# Exercise prompt
When the line containing "PR #1119, opened 2017-01-31" appears in the data below, begin copying there and stop only after the line containing "Today, our docs".

START Dataset content

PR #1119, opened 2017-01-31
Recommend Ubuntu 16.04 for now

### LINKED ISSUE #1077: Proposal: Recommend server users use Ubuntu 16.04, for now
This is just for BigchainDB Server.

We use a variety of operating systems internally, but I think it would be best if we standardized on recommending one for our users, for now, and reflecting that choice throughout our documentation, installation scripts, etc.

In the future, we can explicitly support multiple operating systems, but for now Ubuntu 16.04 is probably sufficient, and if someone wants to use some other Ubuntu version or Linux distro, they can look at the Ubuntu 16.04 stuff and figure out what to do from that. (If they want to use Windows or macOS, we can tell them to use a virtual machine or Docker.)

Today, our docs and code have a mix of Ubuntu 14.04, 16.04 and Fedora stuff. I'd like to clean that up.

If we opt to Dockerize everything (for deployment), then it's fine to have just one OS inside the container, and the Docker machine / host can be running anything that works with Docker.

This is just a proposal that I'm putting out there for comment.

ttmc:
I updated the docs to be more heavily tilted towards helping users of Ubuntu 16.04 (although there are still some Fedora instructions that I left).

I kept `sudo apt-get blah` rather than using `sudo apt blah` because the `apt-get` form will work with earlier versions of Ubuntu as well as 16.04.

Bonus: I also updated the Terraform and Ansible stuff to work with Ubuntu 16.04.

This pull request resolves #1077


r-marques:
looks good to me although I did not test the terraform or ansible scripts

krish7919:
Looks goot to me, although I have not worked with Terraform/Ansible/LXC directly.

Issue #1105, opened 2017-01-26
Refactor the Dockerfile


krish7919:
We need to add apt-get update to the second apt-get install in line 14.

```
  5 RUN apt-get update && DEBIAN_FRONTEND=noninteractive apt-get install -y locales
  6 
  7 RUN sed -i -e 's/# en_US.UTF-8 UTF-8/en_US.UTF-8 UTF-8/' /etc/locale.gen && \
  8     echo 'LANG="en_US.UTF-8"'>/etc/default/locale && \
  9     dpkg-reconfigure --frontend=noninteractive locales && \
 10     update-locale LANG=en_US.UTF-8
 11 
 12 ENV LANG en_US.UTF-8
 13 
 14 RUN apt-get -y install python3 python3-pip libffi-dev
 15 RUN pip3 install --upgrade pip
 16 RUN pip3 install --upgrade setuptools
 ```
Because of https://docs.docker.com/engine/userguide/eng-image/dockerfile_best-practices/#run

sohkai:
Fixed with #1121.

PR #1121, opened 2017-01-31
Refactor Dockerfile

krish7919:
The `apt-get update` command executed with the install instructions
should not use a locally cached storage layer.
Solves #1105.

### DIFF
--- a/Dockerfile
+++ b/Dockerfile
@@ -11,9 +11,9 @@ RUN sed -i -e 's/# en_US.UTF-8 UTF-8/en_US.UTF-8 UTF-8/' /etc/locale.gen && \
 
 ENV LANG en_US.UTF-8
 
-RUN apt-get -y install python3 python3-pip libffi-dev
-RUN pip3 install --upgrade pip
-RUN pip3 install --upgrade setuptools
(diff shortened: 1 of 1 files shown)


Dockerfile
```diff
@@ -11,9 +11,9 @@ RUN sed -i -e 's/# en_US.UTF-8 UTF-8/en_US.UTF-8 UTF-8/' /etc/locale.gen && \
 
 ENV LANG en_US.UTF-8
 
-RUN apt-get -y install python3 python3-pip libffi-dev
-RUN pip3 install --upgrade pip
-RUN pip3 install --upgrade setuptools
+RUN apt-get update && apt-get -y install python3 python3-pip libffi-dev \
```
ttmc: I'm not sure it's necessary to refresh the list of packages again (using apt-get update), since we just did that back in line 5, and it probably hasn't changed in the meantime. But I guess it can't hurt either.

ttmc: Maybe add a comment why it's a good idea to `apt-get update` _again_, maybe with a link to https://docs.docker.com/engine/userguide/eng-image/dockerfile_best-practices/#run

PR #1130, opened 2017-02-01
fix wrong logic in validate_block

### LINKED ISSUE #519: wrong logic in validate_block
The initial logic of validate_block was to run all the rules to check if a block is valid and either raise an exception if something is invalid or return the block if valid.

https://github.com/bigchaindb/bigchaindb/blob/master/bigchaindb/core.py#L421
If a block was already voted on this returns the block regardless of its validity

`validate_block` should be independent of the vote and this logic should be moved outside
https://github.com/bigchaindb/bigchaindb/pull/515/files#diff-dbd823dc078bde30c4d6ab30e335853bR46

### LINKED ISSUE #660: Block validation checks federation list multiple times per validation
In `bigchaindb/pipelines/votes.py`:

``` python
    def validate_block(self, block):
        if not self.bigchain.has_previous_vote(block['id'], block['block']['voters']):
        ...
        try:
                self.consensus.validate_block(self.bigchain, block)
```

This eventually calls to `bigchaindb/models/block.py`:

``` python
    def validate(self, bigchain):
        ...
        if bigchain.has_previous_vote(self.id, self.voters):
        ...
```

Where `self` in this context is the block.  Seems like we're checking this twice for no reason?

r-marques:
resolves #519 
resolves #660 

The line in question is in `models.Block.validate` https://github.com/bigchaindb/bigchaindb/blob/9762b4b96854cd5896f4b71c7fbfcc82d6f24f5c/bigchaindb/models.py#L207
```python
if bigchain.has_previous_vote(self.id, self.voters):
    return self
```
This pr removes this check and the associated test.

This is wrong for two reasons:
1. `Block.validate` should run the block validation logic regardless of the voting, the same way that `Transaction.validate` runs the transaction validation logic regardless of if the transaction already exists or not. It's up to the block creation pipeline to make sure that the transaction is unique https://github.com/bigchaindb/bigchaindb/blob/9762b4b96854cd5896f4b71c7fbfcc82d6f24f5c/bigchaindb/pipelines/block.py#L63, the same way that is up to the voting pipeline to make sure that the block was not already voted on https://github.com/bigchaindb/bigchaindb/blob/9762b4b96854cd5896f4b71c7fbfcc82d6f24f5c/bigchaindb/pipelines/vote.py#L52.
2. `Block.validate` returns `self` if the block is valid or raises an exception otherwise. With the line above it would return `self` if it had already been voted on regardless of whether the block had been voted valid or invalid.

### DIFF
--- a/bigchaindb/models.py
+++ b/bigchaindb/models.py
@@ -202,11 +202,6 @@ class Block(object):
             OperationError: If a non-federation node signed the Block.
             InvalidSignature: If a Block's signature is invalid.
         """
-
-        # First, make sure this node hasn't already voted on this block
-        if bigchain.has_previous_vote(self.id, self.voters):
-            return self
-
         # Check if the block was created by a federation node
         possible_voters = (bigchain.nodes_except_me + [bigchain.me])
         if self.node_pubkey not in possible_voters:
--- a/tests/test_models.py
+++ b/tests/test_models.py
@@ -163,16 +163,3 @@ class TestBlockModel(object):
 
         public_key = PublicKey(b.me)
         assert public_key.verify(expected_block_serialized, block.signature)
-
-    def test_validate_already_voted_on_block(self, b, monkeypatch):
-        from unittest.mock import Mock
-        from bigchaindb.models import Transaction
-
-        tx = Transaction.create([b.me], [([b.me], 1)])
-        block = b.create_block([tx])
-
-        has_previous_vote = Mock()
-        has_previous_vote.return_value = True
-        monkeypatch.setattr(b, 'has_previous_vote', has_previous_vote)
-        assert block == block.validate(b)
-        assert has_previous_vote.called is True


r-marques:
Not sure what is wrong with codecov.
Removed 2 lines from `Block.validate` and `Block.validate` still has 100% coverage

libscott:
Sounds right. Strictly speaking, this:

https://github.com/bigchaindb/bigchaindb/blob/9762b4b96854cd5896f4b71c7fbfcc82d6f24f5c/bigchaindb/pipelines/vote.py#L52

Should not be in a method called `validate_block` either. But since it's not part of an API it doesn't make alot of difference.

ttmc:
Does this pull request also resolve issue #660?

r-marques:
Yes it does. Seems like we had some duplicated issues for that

END Dataset content
START Dataset content

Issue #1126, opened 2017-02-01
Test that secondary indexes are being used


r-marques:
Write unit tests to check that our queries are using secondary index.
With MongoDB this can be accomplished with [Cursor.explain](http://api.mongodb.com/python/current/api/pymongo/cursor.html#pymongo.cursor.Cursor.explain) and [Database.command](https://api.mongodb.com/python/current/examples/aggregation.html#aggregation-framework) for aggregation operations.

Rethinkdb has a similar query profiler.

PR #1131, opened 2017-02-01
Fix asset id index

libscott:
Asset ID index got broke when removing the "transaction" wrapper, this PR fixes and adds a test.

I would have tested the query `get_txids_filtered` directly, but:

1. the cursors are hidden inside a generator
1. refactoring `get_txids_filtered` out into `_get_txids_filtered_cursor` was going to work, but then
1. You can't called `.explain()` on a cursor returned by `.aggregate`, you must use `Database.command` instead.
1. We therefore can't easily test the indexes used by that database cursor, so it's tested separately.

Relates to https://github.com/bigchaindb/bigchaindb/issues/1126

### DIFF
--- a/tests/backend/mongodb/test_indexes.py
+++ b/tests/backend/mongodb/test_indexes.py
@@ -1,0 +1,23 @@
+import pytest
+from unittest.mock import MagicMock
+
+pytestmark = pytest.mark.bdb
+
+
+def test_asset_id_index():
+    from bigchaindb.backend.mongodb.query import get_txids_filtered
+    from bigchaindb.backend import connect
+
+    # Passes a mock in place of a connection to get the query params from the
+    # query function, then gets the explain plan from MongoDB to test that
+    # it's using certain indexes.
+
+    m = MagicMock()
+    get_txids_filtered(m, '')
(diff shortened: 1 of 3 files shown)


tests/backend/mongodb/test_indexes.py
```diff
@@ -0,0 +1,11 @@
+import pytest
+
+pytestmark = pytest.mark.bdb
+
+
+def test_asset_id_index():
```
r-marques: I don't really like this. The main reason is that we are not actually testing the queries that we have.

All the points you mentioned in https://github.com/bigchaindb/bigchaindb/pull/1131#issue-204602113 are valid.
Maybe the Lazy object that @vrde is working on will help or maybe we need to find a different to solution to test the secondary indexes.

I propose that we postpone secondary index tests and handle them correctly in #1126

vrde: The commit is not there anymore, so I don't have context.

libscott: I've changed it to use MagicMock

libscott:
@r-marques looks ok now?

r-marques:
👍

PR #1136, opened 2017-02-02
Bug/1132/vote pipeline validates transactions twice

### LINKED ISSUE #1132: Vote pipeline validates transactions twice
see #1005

END Dataset content

# The completed task
PR #1119, opened 2017-01-31
Recommend Ubuntu 16.04 for now

### LINKED ISSUE #1077: Proposal: Recommend server users use Ubuntu 16.04, for now
This is just for BigchainDB Server.

We use a variety of operating systems internally, but I think it would be best if we standardized on recommending one for our users, for now, and reflecting that choice throughout our documentation, installation scripts, etc.

In the future, we can explicitly support multiple operating systems, but for now Ubuntu 16.04 is probably sufficient, and if someone wants to use some other Ubuntu version or Linux distro, they can look at the Ubuntu 16.04 stuff and figure out what to do from that. (If they want to use Windows or macOS, we can tell them to use a virtual machine or Docker.)

Today, our docs and code have a mix of Ubuntu 14.04, 16.04 and Fedora stuff. I'd like to clean that up.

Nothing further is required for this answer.